2 / La constitution d’une commande publique plus homogène 

Afin de pallier à une disparité de l’offre de formation et des chevauchements des dispositifs issus de la multiplicité des achats de prestations de formations par des marchés publics séparés (Pôle emploi, Etat, région, Agefiph..), il est confié aux régions le soin d’assurer la coordination des achats de formation.

En outre, une réflexion de la part des partenaires sociaux sur la rationalisation des achats et des financements sera menée pour la POE et l’alternance.

Cette coordination favoriserait le conventionnement entre le FPSPP et les partenaires régionaux (Région, Partenaires sociaux, Pôle emploi,…).

3/ L’outillage des prescripteurs 

Afin de permettre aux prescripteurs de maîtriser la globalité de l’offre de formation et de pouvoir la transmettre intelligiblement aux demandeurs d’emploi, il est proposé de rationnaliser le système d’information par l’utilisation commune au niveau national de l’outil « Dokelio » piloté par CentreInffo.

4 / L’adaptation des formations et la qualité globale de l’offre de formation 

Le trop grand nombre d’organismes (60 000) proposant des formations nuit à la visibilité de l’offre de formation.

Les critères de qualité de l’offre de formation (conditions d’accueil et d’information des stagiaires, exigences d’organisation de la formation, critères identiques de mesures du suivi d’actions de formation…) doivent être revus et par conséquent donner lieu à l’élaboration d’une charte qualité.

Au vu de leurs compétences d’évaluation, les CCREFP devraient se saisir de cette mission, en collaboration avec les OREF.

Au niveau national, le CNFPTLV pourrait organiser en lien avec eux un programme concerté et pluriannuel d’évaluation.

5 / La levée des obstacles à l’entrée en formation 

Les principaux obstacles à l’entrée en formation sont les frais liés au transport, à l’hébergement et à la garde d’enfant. Des aides publiques existent déjà mais souvent elles sont méconnues et sous-utilisées.
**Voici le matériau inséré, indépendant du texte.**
PR #4911, opened 2026-02-21
feat: enhance worker load management with reserved slots and effective load calculation

### LINKED ISSUE #4884: Limiting the number of concurrent Jobs per Worker reliably
### Bug Description

We want to restrict our worker (AgentServer) to accept **only one** concurrent job at a time.

According to the LiveKit documentation (https://docs.livekit.io/agents/server/options/#agent-server-load), this can be achieved using `load_threshold` and `load_fnc`. See reproduction steps below.

However, we were able to reproduce situations where the AgentServer **would still accept two jobs**.

# Problem
The problem lies in the interval where the `server._worker_load` variable is updated: https://github.com/livekit/agents/blob/d3e4279ed3c637e08e7462201b475e33b0925fc0/livekit-agents/livekit/agents/worker.py#L690

The interval is set to 0.5s. If two job requests arrive within this interval, the `_worker_load` will be 0 for both and the server will accept both requests.

In the past few days I have tried many workarounds using multiprocessing Locks, Values, and other mechanisms, however I was unable to find a reliable solution to prevent this edge case behavior.

# Questions:
- Is there an alternative to _guarantee_ that only one job can run at a time?
- Could this functionality be provided natively?

Many thanks for your help!
Best, David

### Expected Behavior

We would expect a solution that guarantees that only one job can be accepted at a time.

### Reproduction Steps

```bash
# limit number of concurrent jobs using `load_threshold` and `load_fnc`:
from livekit.agents import AgentServer

server = AgentServer(
    load_threshold=1.0,
)

def compute_load(server: AgentServer) -> float:
    return float(len(server.active_jobs))

server.load_fnc=compute_load


The AgentServer can still accept two jobs**:
1. open two separate browser tabs
2. start two connection requests nearly exactly at the same time
3. => AgentServer will accept both jobs
```

### Operating System

Windows, Linux

### Models Used

_No response_

### Package Versions

```bash
livekit==1.1.2
livekit-agents>=1.4.2
```

ProblematicToucan:
Closes #4884

This PR improves worker load management to avoid over-accepting concurrent jobs around availability checks.

**Key changes**

- **Refresh load on each availability decision**  
  Introduces `_refresh_worker_load()` to recompute `_worker_load` by calling `load_fnc` and updating telemetry. `_answer_availability()` now awaits this method before calling `_is_available()`, so availability decisions use up-to-date load instead of relying on the periodic (0.5s) refresh.

- **Reserved slots for accepted-but-not-launched jobs**  
  Adds `_reserved_slots` to track jobs we have answered “available” to but that have not yet been launched. In `_on_accept`, we increment `_reserved_slots` immediately when accepting and decrement it in a `finally` block, ensuring the slot is released whether the job launches successfully, times out, or errors. This means capacity accounting covers the entire window from “available” to actual launch.

- **Effective load for availability and status**  
  Adds `_get_effective_load()` to compute effective load as:
  `effective_load = _worker_load + _reserved_slots * job_load_estimate`, where `job_load_estimate` is `_worker_load / len(active_jobs)` when there are active jobs, or `1.0` when there are none. `_is_available()` now uses this effective load against `load_threshold` (with `math.isinf(load_threshold)` still treated as “always available”), and `_update_worker_status()` uses the same effective load to determine `WS_FULL` and log status changes. This keeps availability checks and status reporting consistent and prevents over-accepting when multiple requests arrive before jobs are actually running.

**Example behavior**

With `load_threshold = 1.0` and `load_fnc = len(active_jobs)`:

- First request: `_refresh_worker_load()` sets `load = 0`, `_reserved_slots = 0` → worker reports available; on accept, `_reserved_slots` becomes `1`.
- Second request arriving before the first job is launched: `_refresh_worker_load()` still sees `load = 0`, but effective load becomes `0 + 1×1 = 1`, so the worker is considered at capacity and will report unavailable.
- Once the first job launches or is rejected/times out, `_reserved_slots` is decremented and capacity is freed again.

This aligns the worker’s advertised availability with its real-world capacity during the small but important gap between accepting a job and it showing up as active.

### DIFF
--- a/livekit-agents/livekit/agents/worker.py
+++ b/livekit-agents/livekit/agents/worker.py
@@ -692,9 +692,7 @@ class AgentServer(utils.EventEmitter[EventTypes]):
                 while True:
                     await interval.tick()
 
-                    self._worker_load = await asyncio.get_event_loop().run_in_executor(
-                        None, self._run_load_fnc_sync
-                    )
+                    self._worker_load = await self._invoke_load_fnc()
 
                     telemetry.metrics._update_worker_load(self._worker_load)
                     telemetry.metrics._update_child_proc_count()
@@ -1140,14 +1138,18 @@ class AgentServer(utils.EventEmitter[EventTypes]):
         self._job_lifecycle_tasks.add(task)
         task.add_done_callback(self._job_lifecycle_tasks.discard)
 
-    def _run_load_fnc_sync(self) -> float:
+    async def _invoke_load_fnc(self) -> float:
         """Run load_fnc in executor. Uses signature to call with or without self."""
-        assert self._load_fnc is not None
-        signature = inspect.signature(self._load_fnc)
-        parameters = list(signature.parameters.values())
-        if len(parameters) == 0:
-            return self._load_fnc()  # type: ignore
-        return self._load_fnc(self)  # type: ignore
+
+        def load_fnc() -> float:
+            assert self._load_fnc is not None
+            signature = inspect.signature(self._load_fnc)
+            parameters = list(signature.parameters.values())
+            if len(parameters) == 0:
+                return self._load_fnc()  # type: ignore
+            return self._load_fnc(self)  # type: ignore
+
+        return await asyncio.get_event_loop().run_in_executor(None, load_fnc)
 
     async def _refresh_worker_load(self) -> None:
         """Refresh _worker_load by running load_fnc. Used before availability checks
@@ -1156,9 +1158,7 @@ class AgentServer(utils.EventEmitter[EventTypes]):
         if self._load_fnc is None:
             return
 
-        self._worker_load = await asyncio.get_event_loop().run_in_executor(
-            None, self._run_load_fnc_sync
-        )
+        self._worker_load = await self._invoke_load_fnc()
         telemetry.metrics._update_worker_load(self._worker_load)
 
     def _get_effective_load(self) -> float:


livekit-agents/livekit/agents/worker.py
```diff
@@ -1148,29 +1149,69 @@ def _handle_availability(self, msg: agent.AvailabilityRequest) -> None:
...
+    def _get_effective_load(self) -> float:
+        """Current load including reserved slots (accepted but not yet launched)."""
+        active_jobs = self.active_jobs
+        load_threshold = ServerEnvOption.getvalue(self._load_threshold, self._devmode)
+        if active_jobs:
+            job_load_estimate = self._worker_load / len(active_jobs)
+        elif math.isinf(load_threshold):
+            job_load_estimate = 0.0
+        else:
+            job_load_estimate = load_threshold
```
longcw: this limits the concurrency to 1 pending request at a time when starting from idle, regardless of how many jobs the worker can actually handle. maybe estimate for cold-start might be derived from `num_idle_processes`, e.g.
```python
      default_idle = ServerEnvOption.getvalue(self._num_idle_processes, self._devmode)
      job_load_estimate = load_threshold / max(default_idle, 1)
```

livekit-agents/livekit/agents/worker.py
```diff
@@ -1148,29 +1149,69 @@ def _handle_availability(self, msg: agent.AvailabilityRequest) -> None:
...
         task.add_done_callback(self._job_lifecycle_tasks.discard)
 
+    async def _refresh_worker_load(self) -> None:
+        """Refresh _worker_load by running load_fnc. Used before availability checks
+        so concurrent job requests see up-to-date load (fixes race with periodic interval).
+        """
+        if self._load_fnc is None:
+            return
+
+        def load_fnc() -> float:
```
longcw: make this a class method to avoid duplicating the code?

livekit-agents/livekit/agents/worker.py
```diff
@@ -1182,44 +1223,47 @@ async def _on_accept(args: JobAcceptArguments) -> None:
...
+                    job=msg.job,
+                    url=job_assign.url or self._ws_url,
+                    token=job_assign.token,
+                    worker_id=self._id,
+                    fake_job=False,
+                )
+
+                await self._proc_pool.launch_job(running_info)
+            finally:
+                self._reserved_slots -= 1
```
longcw: you can add a done callback to `user_task = self._loop.create_task(_job_request_task(), name="job_request")` that calls `self._reserved_slots -= 1`, e.g.
```python
        self._reserved_slots += 1
        user_task = self._loop.create_task(_job_request_task(), name="job_request")
        self._job_lifecycle_tasks.add(user_task)

        def _on_done(task: asyncio.Task[Any]) -> None:
            self._reserved_slots -= 1
            self._job_lifecycle_tasks.discard(task)

        user_task.add_done_callback(_on_done)
```

livekit-agents/livekit/agents/worker.py
```diff
@@ -1148,24 +1140,67 @@ def _handle_availability(self, msg: agent.AvailabilityRequest) -> None:
...
         task.add_done_callback(self._job_lifecycle_tasks.discard)
 
+    def _run_load_fnc_sync(self) -> float:
+        """Run load_fnc in executor. Uses signature to call with or without self."""
+        assert self._load_fnc is not None
+        signature = inspect.signature(self._load_fnc)
+        parameters = list(signature.parameters.values())
+        if len(parameters) == 0:
+            return self._load_fnc()  # type: ignore
+        return self._load_fnc(self)  # type: ignore
```
longcw:
```suggestion
    async def _invoke_load_fnc(self) -> float:
        def load_fnc() -> float:
            assert self._load_fnc is not None
            signature = inspect.signature(self._load_fnc)
            parameters = list(signature.parameters.values())
            if len(parameters) == 0:
                return self._load_fnc()  # type: ignore
            return self._load_fnc(self)  # type: ignore

        return await asyncio.get_event_loop().run_in_executor(None, load_fnc)

```

and `_refresh_worker_load` can be simplified as
```python
        self._worker_load = await self._invoke_load_fnc()
        telemetry.metrics._update_worker_load(self._worker_load)
```
maybe it doesn't need to be a method then

ProblematicToucan: Great, I'll update.

dhansmair:
Hi @longcw, can this PR be merged and eventually be included in the next release?

PR #4917, opened 2026-02-22
fix(google): raise the correct errors for blocked/etc

davidzhao:


livekit-plugins/livekit-plugins-google/livekit/plugins/google/llm.py
```diff
@@ -468,9 +468,6 @@ async def _run(self) -> None:
 
                 candidate = response.candidates[0]
 
-                if not candidate.content or not candidate.content.parts:
```
davidzhao, line 471: it would've not raised blocked error correctly, if blocked in the beginning

livekit-plugins/livekit-plugins-google/livekit/plugins/google/llm.py
```diff
@@ -533,6 +533,8 @@ async def _run(self) -> None:
                 request_id=request_id,
                 retryable=retryable,
             ) from e
+        except (APIStatusError, APIConnectionError):
```
davidzhao, line 536: don't rewrap these, directly pass thru

PR #4918, opened 2026-02-22
(google stt): add denoiser support and explicit adaptation param

tinalenguyen:


livekit-plugins/livekit-plugins-google/livekit/plugins/google/stt.py
```diff
@@ -89,6 +93,8 @@ def version(self) -> int:
     def build_adaptation(
         self,
     ) -> cloud_speech_v2.SpeechAdaptation | resource_v1.SpeechAdaptation | None:
+        if is_given(self.adaptation):
+            return self.adaptation
```
chenghao-mou, line 97: we can validate it here as well before assignment.

livekit-plugins/livekit-plugins-google/livekit/plugins/google/stt.py
```diff
@@ -433,6 +461,11 @@ def update_options(
             self._location = location
             # if location is changed, fetch a new client and recognizer as per the new location
             self._pool.invalidate()
+        if is_given(denoiser_config):
+            self._config.denoiser_config = denoiser_config
+        if is_given(adaptation):
```
chenghao-mou, line 475: we should warn about keywords here too (neither `self._config.keywords` or `keywords` should be given).

livekit-plugins/livekit-plugins-google/livekit/plugins/google/stt.py
tinalenguyen: there's already a check in the init and update_options, i think it's better to check there instead of right before the request is made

Afin de lever ces obstacles à l’entrée à la formation, il conviendrait de réaliser dans chaque région, un état des lieux précis des aides financières ou matérielles. Cet état des lieux, en charge par les CARIF et les OREF, devra être actualisé et mis à disposition des conseillers, des prescripteurs et des demandeurs d’emploi. Ainsi, des solutions seront apportées en amont aux demandeurs d’emploi engageant un projet d’action de formation.

En outre, le document de travail préconise des actions ciblées en faveur des demandeurs d’emploi non qualifiées, notamment par la mise en œuvre du plan stratégique 2015 de Pôle emploi qui différencie l’offre d’accompagnement en fonction du degré d’éloignement à l’emploi.